Your views that elections should be held first, and then the change of the Constitution should be discussed – many people comment as satisfying the party’s interests, not national interests. How do you comment on that? Does this mean that you are in favor of changing the Constitution, but under certain conditions? Under which ones?
Since when are elections closely related to a party's interests? Elections are a democratic way for the people to express themselves about the political processes of a country. In the end, the people will give a mandate to whether and under what conditions the Macedonian Constitution will be changed. The change of the Constitution should arise from the internal need to regulate the relations of a state or a society, or because of external dictates and conditions. It is the people who will express themselves, and the parties will present their visions and proposals in the elections. A large part of the Macedonian public believes that dictated constitutional changes should not take place. They said that even before the authorities accepted the French proposal, which they are now presenting to us as if we were brought to a fait accompli and it could not have been otherwise. The consensus sought by the public, which referred to historical and identity topics being left out of the negotiations, which referred to some kind of reciprocity and a positive signal and institutional guarantees from the EU and Bulgaria, is a good basis on which the future VMRO-DPMNE Government will fight for the European future.

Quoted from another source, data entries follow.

PR #832, opened 2019-12-26
Upgrade vendored setuptools to 42.0.2.

jsirois:
The changelogs from 41.6.0 are here:
  https://setuptools.readthedocs.io/en/latest/history.html#v42-0-2

Of most note are the changes to setuptools to use pip when present
to implement `setup_requires`. The way we invoke pip in pex/pip.py
is compatible with this new feature; so we get more successful wheel
builds as a result.

See: https://github.com/pypa/setuptools/pull/1830


jsirois:
Reviewers, note that the only manual change here was the single line edit to `pex/vendor/__init__.py`.

PR #833, opened 2019-12-26
De-vendor pex just once per version.

jsirois:
Previously we would de-vendor pex once per CLI invocation in a new
temporary directory. Now we de-vendor once per pex version under the
pex root (~/.pex/isolated/...) by leveraging existing hashing and atomic
directory creation tools.


jsirois:
> Do you know if this results in a performance bump and by how much?

This results in a nominal performance decrease but it's in the wash - O(10ms) slower on non-spinning disk. The speed win will come when the content hash of the pex distribution is stored in a metadata file in the release.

It is known that without the votes of VMRO-DPMNE, the two-thirds majority in the Assembly, necessary for changing the Constitution, will not be achieved. Despite this, the Government is optimistic that the Constitution will be changed within the required period. Do you think that the MPs of your party will remain loyal to the party's views?
VMRO-DPMNE MPs, as well as our coalition partners from the parliamentary group, have shown that these dictated changes cannot happen. In essence, the citizens were also convinced of this at the session of the parliamentary commission. That's why citizens are calm because they know that VMRO-DPMNE stands behind its position.
After Kurti's visit, how do you see relations with Serbia at the national level?
I am sorry that in the Balkans we missed the chance to enter the EU unitedly thirty years ago and that a lot of blood and hatred was spilled. Many borders have been drawn, so we now realize that these borders are an obstacle for us and that we want to live in a united Europe and be a part of a unified market where everyone would respect and appreciate everyone. Schuman's European dream of the diversity of cultures and peoples working together and creating a better future must exist in order for the peace and prosperity of Europe and the Balkans to survive. Relations between Macedonia and Serbia are good, but there is still room for improvement, first of all, in the economic field. If you allow me to be an "economic nationalist", the new VMRO-DPMNE Government in Macedonia will successfully compete with Serbia in the future, so why not beat it in attracting investments and in economic development? I say this in a positive tone, considering that a successful neighbor can encourage a successful cross-neighborhood, and we believe that we have to shift the competition to the field of culture and economy.